(Data for this task begins)

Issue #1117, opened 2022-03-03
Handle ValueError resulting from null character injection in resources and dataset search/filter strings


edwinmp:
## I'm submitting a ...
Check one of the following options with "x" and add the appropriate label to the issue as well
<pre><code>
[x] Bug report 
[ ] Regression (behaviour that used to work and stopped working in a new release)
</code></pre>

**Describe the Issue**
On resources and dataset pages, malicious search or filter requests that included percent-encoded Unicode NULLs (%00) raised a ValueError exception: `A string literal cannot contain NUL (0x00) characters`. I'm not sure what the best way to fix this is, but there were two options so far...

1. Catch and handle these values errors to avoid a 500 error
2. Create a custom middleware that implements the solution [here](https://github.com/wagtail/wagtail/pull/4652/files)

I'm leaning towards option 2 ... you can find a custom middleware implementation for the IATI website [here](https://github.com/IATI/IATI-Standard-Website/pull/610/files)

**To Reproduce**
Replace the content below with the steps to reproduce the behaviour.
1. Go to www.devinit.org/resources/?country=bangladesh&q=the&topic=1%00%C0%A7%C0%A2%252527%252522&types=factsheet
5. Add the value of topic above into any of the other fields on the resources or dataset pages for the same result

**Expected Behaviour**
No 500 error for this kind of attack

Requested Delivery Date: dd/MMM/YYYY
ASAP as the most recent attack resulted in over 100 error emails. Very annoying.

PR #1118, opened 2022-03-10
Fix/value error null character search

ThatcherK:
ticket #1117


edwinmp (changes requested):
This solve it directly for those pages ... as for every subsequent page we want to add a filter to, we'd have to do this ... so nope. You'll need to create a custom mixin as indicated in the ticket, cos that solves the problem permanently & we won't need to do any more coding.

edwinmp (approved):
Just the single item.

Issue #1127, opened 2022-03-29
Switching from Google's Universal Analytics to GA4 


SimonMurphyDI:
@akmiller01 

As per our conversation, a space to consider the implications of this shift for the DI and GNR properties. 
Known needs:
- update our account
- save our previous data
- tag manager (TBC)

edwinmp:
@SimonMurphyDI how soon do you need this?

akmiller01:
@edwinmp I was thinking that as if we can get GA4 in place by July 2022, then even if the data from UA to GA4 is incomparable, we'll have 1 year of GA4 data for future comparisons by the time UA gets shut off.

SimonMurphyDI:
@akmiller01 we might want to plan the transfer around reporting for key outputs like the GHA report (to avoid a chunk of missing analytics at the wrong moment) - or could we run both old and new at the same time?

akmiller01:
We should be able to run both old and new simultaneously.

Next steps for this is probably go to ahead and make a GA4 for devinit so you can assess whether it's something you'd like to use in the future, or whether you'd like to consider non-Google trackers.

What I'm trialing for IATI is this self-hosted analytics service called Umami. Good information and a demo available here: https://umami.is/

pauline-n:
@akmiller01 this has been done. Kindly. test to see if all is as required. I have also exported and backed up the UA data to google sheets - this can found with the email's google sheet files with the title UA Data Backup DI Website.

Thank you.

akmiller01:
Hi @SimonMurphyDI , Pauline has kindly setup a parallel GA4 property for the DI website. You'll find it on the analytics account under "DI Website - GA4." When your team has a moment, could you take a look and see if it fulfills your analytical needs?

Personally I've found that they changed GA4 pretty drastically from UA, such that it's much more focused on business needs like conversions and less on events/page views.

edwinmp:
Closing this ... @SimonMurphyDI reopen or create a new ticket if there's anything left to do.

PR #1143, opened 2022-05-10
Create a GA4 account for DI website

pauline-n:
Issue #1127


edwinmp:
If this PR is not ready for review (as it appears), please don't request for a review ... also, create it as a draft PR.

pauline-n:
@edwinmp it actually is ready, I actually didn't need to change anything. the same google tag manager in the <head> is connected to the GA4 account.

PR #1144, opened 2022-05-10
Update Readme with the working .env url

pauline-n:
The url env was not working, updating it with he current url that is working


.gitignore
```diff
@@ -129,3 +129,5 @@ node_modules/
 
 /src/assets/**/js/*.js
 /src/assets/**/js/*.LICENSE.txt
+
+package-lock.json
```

(Data for this task ends)

Write out the data a second time, exactly the same.

• _Task response_:
Issue #1117, opened 2022-03-03
Handle ValueError resulting from null character injection in resources and dataset search/filter strings


edwinmp:
## I'm submitting a ...
Check one of the following options with "x" and add the appropriate label to the issue as well
<pre><code>
[x] Bug report 
[ ] Regression (behaviour that used to work and stopped working in a new release)
</code></pre>

**Describe the Issue**
On resources and dataset pages, malicious search or filter requests that included percent-encoded Unicode NULLs (%00) raised a ValueError exception: `A string literal cannot contain NUL (0x00) characters`. I'm not sure what the best way to fix this is, but there were two options so far...

1. Catch and handle these values errors to avoid a 500 error
2. Create a custom middleware that implements the solution [here](https://github.com/wagtail/wagtail/pull/4652/files)

I'm leaning towards option 2 ... you can find a custom middleware implementation for the IATI website [here](https://github.com/IATI/IATI-Standard-Website/pull/610/files)

**To Reproduce**
Replace the content below with the steps to reproduce the behaviour.
1. Go to www.devinit.org/resources/?country=bangladesh&q=the&topic=1%00%C0%A7%C0%A2%252527%252522&types=factsheet
5. Add the value of topic above into any of the other fields on the resources or dataset pages for the same result

**Expected Behaviour**
No 500 error for this kind of attack

Requested Delivery Date: dd/MMM/YYYY
ASAP as the most recent attack resulted in over 100 error emails. Very annoying.

PR #1118, opened 2022-03-10
Fix/value error null character search

ThatcherK:
ticket #1117


edwinmp (changes requested):
This solve it directly for those pages ... as for every subsequent page we want to add a filter to, we'd have to do this ... so nope. You'll need to create a custom mixin as indicated in the ticket, cos that solves the problem permanently & we won't need to do any more coding.

edwinmp (approved):
Just the single item.

Issue #1127, opened 2022-03-29
Switching from Google's Universal Analytics to GA4 


SimonMurphyDI:
@akmiller01 

As per our conversation, a space to consider the implications of this shift for the DI and GNR properties. 
Known needs:
- update our account
- save our previous data
- tag manager (TBC)

edwinmp:
@SimonMurphyDI how soon do you need this?

akmiller01:
@edwinmp I was thinking that as if we can get GA4 in place by July 2022, then even if the data from UA to GA4 is incomparable, we'll have 1 year of GA4 data for future comparisons by the time UA gets shut off.

SimonMurphyDI:
@akmiller01 we might want to plan the transfer around reporting for key outputs like the GHA report (to avoid a chunk of missing analytics at the wrong moment) - or could we run both old and new at the same time?

akmiller01:
We should be able to run both old and new simultaneously.

Next steps for this is probably go to ahead and make a GA4 for devinit so you can assess whether it's something you'd like to use in the future, or whether you'd like to consider non-Google trackers.

What I'm trialing for IATI is this self-hosted analytics service called Umami. Good information and a demo available here: https://umami.is/

pauline-n:
@akmiller01 this has been done. Kindly. test to see if all is as required. I have also exported and backed up the UA data to google sheets - this can found with the email's google sheet files with the title UA Data Backup DI Website.

Thank you.

akmiller01:
Hi @SimonMurphyDI , Pauline has kindly setup a parallel GA4 property for the DI website. You'll find it on the analytics account under "DI Website - GA4." When your team has a moment, could you take a look and see if it fulfills your analytical needs?

Personally I've found that they changed GA4 pretty drastically from UA, such that it's much more focused on business needs like conversions and less on events/page views.

edwinmp:
Closing this ... @SimonMurphyDI reopen or create a new ticket if there's anything left to do.

PR #1143, opened 2022-05-10
Create a GA4 account for DI website

pauline-n:
Issue #1127


edwinmp:
If this PR is not ready for review (as it appears), please don't request for a review ... also, create it as a draft PR.

pauline-n:
@edwinmp it actually is ready, I actually didn't need to change anything. the same google tag manager in the <head> is connected to the GA4 account.

PR #1144, opened 2022-05-10
Update Readme with the working .env url

pauline-n:
The url env was not working, updating it with he current url that is working


.gitignore
```diff
@@ -129,3 +129,5 @@ node_modules/
 
 /src/assets/**/js/*.js
 /src/assets/**/js/*.LICENSE.txt
+
+package-lock.json
```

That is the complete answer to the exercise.